There is significant interest in ML and AI technology utilising graph-structured data including a range of Graph Neural Network (GNN) and Graph Transformers (GT). Data in ML needs to be cleaned, integrated, mapped and translated before training and inference. This process, referred to as Data Wrangling, also applies to graph data. Hence areas where rule-based graph transformation and graph-based AI can benefit from each other include:

1. AI for Graph Transformation: Graph-based AI to address graph transformation problems, such as Inference of graphs, schemas, constraints, rules, rates and probabilities, grammars or control programs from input/output graphs, (timed) graph transition sequences, temporal graphs, or natural language requirements. Analysis, interrogation and explanation of graph transformation models, providing an alternative (e.g. NLP) interface to existing tools or interpreting models directly.

2. Graph Transformation for AI: Graph-based AI and data wrangling are graph transformations, although not usually defined in a rule-based way. GNNs operate on graphs to infer node attributes, nodes and/or edges. Rule-based graph transformations can provide a common computational model and theory. GTs are trained from examples to transform input to output graphs. A rule-based approach could raise the level of abstraction and help explainability. Graph data wrangling can benefit from concepts, theories and tools developed for model transformations, e.g. using triple graph grammars also support consistency checking, mapping, integration and translation of graph structures.

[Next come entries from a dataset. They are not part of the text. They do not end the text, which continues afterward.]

PR #1139, opened 2023-10-06
OAK-10472 - Move ApproximateCounter from oak-core to a place where it…

dulceanu:
… can be used by oak-segment-tar

### DIFF
--- a/oak-core/pom.xml
+++ b/oak-core/pom.xml
@@ -55,7 +55,6 @@
               org.apache.jackrabbit.oak.plugins.identifier,
               org.apache.jackrabbit.oak.plugins.index,
               org.apache.jackrabbit.oak.plugins.index.aggregate,
-              org.apache.jackrabbit.oak.plugins.index.counter,
               org.apache.jackrabbit.oak.plugins.index.cursor,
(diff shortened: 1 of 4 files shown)


reschke (changes requested):
That split o.a.j.oak.plugins.index between two projects; technically this may not be a problem, but it might create confusion.

Proposal:

1. Short term: just copy ApproximateCounter into oak-segment-tar (under a different package name), so we can release 1.58.0 without public API changes.
2. Mid-term: decide what do do with org.apache.jackrabbit.oak.plugins.index - should it all go into oak-store-spi?

cc @mreutegg and @anchela

dulceanu:
@reschke, I made the changes proposed. Can you please take another look?

reschke:
Thanks a lot. I will update the issue description; open a new ticket regarding future refactoring and add a note to the copied class pointing to that new issue.

Thanks for the qucik feedback!

reschke:
Overtaken by events; see https://github.com/apache/jackrabbit-oak/commit/c747535b9274403f4d56a15ebf25aadd109700d0 - thanks @dulceanu for the quick feedback.

PR #1141, opened 2023-10-09
OAK-10462: o.a.j.o.plugins.version.VersionEditor#propertyAdded() may …

mbaedke:
…mistakenly assume an ongoing restore operation.

Improved heuristics to identify the sentinel node of a restore operation; added unit test.


oak-core/src/main/java/org/apache/jackrabbit/oak/plugins/version/VersionEditor.java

In both directions we are interested in exploring the link between Data-driven ML and symbolic AI for Graph Data where graph transformation operating on data in a rule-based way provides a link between ML and symbolic reasoning, by

• Extracting rule-based symbolic specifications from data
• Providing higher level or domain-specific input to ML in the form of rules and constraints

We invite short Lightning Talk presentations for a session on Graph Transformation and AI at GCM addressing questions such as:

• Data: How to provide sufficiently large high quality training data for graph-based ML techniques? How to use graph transformation techniques to aid ML techniques (e.g. data wrangling, outlier detection, etc.)?
• Computation: How can AI be used to address common graph transformation problems, or what are the new opportunities? How can rule-based graph transformation provide a platform to support, formalise, specify, analyse or implement graph-based AI?
• Analysis: How can rule-based graph transformation bridge the gap between symbolic AI and ML? How to use and evaluate Large Language Models (LLM) to solve graph-related problems?

Contributions can discuss problems and challenges, potential application scenarios, or solution ideas, including ideas on how to teach this subject.